# [DIRECTIONS]
Nothing but the lines from the one that contains "ndushay: - will" through the end of the data should be reproduced, and each must match exactly.
* * * * * * *
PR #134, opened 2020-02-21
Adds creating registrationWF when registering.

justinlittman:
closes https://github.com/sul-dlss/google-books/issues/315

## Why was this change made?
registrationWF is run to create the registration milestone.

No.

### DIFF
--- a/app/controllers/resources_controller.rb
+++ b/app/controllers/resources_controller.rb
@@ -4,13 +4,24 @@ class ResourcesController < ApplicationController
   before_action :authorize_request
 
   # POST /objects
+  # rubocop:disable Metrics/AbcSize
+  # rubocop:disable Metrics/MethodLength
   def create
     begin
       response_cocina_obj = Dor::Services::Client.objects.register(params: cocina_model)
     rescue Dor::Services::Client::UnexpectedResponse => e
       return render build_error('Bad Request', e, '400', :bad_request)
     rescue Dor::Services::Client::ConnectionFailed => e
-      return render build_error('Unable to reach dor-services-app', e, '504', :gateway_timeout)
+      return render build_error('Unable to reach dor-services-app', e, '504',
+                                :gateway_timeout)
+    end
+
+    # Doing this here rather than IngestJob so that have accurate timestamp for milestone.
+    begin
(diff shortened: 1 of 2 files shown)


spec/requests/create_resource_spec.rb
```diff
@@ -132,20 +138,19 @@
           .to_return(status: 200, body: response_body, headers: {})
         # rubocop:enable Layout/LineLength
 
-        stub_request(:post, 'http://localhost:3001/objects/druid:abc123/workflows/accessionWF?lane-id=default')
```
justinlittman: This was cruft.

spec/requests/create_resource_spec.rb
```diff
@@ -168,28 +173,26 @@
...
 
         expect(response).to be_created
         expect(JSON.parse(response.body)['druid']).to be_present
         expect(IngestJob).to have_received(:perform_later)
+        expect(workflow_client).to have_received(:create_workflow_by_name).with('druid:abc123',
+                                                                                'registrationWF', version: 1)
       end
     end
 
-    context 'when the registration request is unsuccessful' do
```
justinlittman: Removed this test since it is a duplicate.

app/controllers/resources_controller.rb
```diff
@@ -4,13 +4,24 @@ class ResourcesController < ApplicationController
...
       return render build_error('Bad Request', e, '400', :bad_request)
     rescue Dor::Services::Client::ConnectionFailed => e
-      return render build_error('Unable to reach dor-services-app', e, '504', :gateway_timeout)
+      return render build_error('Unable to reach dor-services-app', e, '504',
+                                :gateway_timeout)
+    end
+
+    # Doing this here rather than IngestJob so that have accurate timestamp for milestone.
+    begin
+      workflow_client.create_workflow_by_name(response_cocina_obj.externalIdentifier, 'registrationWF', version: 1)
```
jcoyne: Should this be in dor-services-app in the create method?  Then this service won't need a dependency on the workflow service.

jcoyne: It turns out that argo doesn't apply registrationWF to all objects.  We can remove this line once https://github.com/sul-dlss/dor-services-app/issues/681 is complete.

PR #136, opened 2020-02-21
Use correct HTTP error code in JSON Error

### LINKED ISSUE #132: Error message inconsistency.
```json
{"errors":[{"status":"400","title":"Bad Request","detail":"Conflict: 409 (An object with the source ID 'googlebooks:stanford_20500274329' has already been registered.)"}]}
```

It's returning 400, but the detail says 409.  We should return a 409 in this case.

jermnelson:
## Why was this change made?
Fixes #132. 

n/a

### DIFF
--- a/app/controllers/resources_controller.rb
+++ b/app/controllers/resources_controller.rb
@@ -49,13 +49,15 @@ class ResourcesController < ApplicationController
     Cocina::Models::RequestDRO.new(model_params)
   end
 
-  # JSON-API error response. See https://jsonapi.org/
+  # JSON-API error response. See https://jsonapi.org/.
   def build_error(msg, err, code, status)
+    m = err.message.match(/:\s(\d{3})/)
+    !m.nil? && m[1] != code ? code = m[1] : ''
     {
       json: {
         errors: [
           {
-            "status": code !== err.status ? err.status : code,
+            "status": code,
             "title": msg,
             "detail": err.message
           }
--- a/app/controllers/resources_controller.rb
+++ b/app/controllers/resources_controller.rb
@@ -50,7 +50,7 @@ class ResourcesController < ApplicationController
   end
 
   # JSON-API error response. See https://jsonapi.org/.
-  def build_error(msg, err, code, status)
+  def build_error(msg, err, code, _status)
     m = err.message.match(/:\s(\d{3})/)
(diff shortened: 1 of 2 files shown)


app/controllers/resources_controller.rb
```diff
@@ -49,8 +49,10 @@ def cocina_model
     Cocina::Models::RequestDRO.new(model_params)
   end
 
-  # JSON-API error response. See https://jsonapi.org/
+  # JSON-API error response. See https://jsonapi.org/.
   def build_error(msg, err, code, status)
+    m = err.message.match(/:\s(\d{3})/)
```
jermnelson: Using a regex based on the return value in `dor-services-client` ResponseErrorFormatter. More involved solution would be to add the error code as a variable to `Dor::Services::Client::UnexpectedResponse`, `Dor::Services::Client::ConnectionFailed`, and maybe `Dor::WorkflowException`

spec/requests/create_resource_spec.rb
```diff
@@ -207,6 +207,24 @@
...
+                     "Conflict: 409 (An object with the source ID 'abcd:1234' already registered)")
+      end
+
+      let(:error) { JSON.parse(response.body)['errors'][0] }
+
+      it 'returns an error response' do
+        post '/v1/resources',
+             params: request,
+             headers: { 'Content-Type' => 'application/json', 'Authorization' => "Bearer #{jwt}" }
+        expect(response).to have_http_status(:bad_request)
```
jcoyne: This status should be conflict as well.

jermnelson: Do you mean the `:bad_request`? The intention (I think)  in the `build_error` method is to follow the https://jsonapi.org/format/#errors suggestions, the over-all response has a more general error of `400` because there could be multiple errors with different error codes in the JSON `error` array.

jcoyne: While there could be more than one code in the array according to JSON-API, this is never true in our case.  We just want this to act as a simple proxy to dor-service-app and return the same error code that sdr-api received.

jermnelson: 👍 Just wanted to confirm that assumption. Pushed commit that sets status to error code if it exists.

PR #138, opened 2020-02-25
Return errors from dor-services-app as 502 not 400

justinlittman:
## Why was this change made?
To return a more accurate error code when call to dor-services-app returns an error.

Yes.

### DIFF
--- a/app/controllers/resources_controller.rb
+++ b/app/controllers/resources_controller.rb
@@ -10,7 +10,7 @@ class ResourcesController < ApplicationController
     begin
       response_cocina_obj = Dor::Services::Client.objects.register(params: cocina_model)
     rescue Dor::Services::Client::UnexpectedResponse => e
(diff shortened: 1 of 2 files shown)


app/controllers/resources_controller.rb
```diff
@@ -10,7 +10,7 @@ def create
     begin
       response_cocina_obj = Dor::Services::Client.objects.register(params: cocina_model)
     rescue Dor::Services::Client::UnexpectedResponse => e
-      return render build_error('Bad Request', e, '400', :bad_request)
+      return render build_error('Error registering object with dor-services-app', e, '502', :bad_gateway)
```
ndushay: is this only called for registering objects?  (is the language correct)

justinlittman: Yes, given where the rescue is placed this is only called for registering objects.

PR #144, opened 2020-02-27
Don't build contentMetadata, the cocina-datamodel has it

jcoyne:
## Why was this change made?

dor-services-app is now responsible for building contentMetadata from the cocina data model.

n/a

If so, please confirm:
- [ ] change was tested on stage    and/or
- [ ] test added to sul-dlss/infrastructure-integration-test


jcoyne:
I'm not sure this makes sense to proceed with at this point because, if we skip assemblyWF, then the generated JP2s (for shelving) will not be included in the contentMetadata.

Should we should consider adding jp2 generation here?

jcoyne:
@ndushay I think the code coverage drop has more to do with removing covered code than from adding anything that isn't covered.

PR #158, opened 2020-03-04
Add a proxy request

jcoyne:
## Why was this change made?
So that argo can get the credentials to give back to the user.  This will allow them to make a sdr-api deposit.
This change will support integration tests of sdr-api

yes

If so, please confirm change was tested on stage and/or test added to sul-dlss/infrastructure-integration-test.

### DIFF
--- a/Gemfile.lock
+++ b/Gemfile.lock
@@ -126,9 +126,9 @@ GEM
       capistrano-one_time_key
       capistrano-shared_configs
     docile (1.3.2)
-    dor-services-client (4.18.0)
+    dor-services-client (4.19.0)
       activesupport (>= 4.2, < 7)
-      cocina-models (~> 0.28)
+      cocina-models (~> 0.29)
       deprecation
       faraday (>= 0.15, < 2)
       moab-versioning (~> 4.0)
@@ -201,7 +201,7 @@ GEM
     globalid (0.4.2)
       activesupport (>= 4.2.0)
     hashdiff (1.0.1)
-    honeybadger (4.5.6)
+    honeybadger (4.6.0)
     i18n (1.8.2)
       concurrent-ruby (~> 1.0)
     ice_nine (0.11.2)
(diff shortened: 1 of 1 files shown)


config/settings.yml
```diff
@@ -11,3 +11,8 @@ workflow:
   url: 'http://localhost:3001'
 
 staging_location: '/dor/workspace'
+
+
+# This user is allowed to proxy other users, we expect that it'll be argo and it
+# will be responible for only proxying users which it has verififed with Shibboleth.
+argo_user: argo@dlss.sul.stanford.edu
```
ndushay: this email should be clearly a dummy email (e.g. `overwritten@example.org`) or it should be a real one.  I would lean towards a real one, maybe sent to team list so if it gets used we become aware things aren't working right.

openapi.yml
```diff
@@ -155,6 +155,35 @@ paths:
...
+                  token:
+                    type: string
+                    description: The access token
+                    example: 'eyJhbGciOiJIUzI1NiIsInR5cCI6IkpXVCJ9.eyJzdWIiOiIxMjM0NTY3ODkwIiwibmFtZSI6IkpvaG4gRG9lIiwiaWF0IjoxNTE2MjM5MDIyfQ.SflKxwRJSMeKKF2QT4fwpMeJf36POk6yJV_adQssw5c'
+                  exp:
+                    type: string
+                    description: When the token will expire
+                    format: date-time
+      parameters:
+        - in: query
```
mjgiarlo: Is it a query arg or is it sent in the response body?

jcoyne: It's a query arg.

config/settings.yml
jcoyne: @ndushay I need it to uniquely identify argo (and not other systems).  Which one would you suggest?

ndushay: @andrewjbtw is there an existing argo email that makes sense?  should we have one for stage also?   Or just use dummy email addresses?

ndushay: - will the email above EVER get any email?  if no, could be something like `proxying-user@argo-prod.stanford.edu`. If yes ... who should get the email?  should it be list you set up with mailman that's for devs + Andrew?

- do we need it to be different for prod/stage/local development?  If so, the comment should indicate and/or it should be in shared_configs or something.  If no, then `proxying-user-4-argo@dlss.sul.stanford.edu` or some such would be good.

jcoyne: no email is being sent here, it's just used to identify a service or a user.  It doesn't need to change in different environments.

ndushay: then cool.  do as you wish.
* * * * * * *
# [WRITTEN RESPONSE]
ndushay: - will the email above EVER get any email?  if no, could be something like `proxying-user@argo-prod.stanford.edu`. If yes ... who should get the email?  should it be list you set up with mailman that's for devs + Andrew?

- do we need it to be different for prod/stage/local development?  If so, the comment should indicate and/or it should be in shared_configs or something.  If no, then `proxying-user-4-argo@dlss.sul.stanford.edu` or some such would be good.

jcoyne: no email is being sent here, it's just used to identify a service or a user.  It doesn't need to change in different environments.

ndushay: then cool.  do as you wish.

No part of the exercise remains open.